Heizträger in Rostock heute
Die geschätzte Verteilung der Energieträger zeigt, wie groß das Umstellungspotenzial auf eine Wärmepumpe ist:
Energieträger modelliert; der heutige Wärmepumpen-Bestand wird tendenziell unterschätzt.

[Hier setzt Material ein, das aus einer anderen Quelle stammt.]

PR #6316, opened 2015-09-24
FIX: StatusException "no such file" in push via SFTP when file parent directory does not exist

stphivos:
Overcomes exception Net::SFTP::StatusException (2, "no such file") when using: "vagrant push" via sftp and a file parent directory does not exist. Function "upload" in plugins/pushes/ftp/adapter.rb class "SFTPAdapter" does not create the directory before uploading a file ('mkdir: true' seems to have no effect as zero directories are created while files are uploaded normally).

### DIFF
--- a/plugins/pushes/ftp/adapter.rb
+++ b/plugins/pushes/ftp/adapter.rb
@@ -106,6 +106,7 @@ module VagrantPlugins
       def initialize(*)
         require "net/sftp"
         super
+        @dirs = []
       end
 
       def default_port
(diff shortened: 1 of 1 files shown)


sethvargo:
Hi @stphivos 

Could you please provide a Vagrantfile or setup to reproduce this issue so we can verify and write tests? Thanks!

stphivos:
Hey @sethvargo, off course, here is my vagrant file:

```ruby
# -*- mode: ruby -*-

dir = File.dirname(File.expand_path(__FILE__))

require 'yaml'
require "#{dir}/puphpet/ruby/deep_merge.rb"

configValues = YAML.load_file("#{dir}/puphpet/config.yaml")

if File.file?("#{dir}/puphpet/config-custom.yaml")
  custom = YAML.load_file("#{dir}/puphpet/config-custom.yaml")
  configValues.deep_merge!(custom)
end

data = configValues['vagrantfile']

Vagrant.require_version '>= 1.6.0'

eval File.read("#{dir}/puphpet/vagrant/Vagrantfile-#{data['target']}")

  config.push.define "ftp" do |push|
    push.host = "192.168.1.200:22"
    push.username = "username"
    push.password = "password"
    push.destination = "/var/www"
    push.secure = true
    push.exclude = ".idea"
    push.exclude = ".vagrant"
    push.exclude = "docs"
  end
end
```
Let me know if you need any other info. Thanks!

Fast vier von zehn Rostocker Wohngebäuden sind erst nach der Wende entstanden – geschätzt 17 % in den Jahren 1991–2000 und weitere 22 % zwischen 2001 und 2011. Dieser vergleichsweise junge Bestand prägt die Ausgangslage für die Wärmepumpe. Ein typisches Einfamilienhaus kommt hier im unsanierten Zustand auf eine geschätzte Heizlast von rund 10,7 kW – ein moderater Wert, bei dem oft schon ein kleineres, günstigeres Gerät genügt. Fast die Hälfte der Einfamilienhäuser (45 %) liegt sogar unter 10 kW, weitere 17 % im Band 10–15 kW. Wenn Sie den Umstieg planen, geht es damit vor allem um drei Fragen: Eignet sich Ihr Haus, was kostet die Anlage nach bis zu 70 % Förderung, und welche Fachbetriebe liefern konkrete Angebote? Wo die Heizlast so niedrig ausfällt, ist die Frage meist nicht mehr, ob eine Luft-Wasser-Wärmepumpe passt, sondern nur noch, wie schlank sie ausgelegt werden kann.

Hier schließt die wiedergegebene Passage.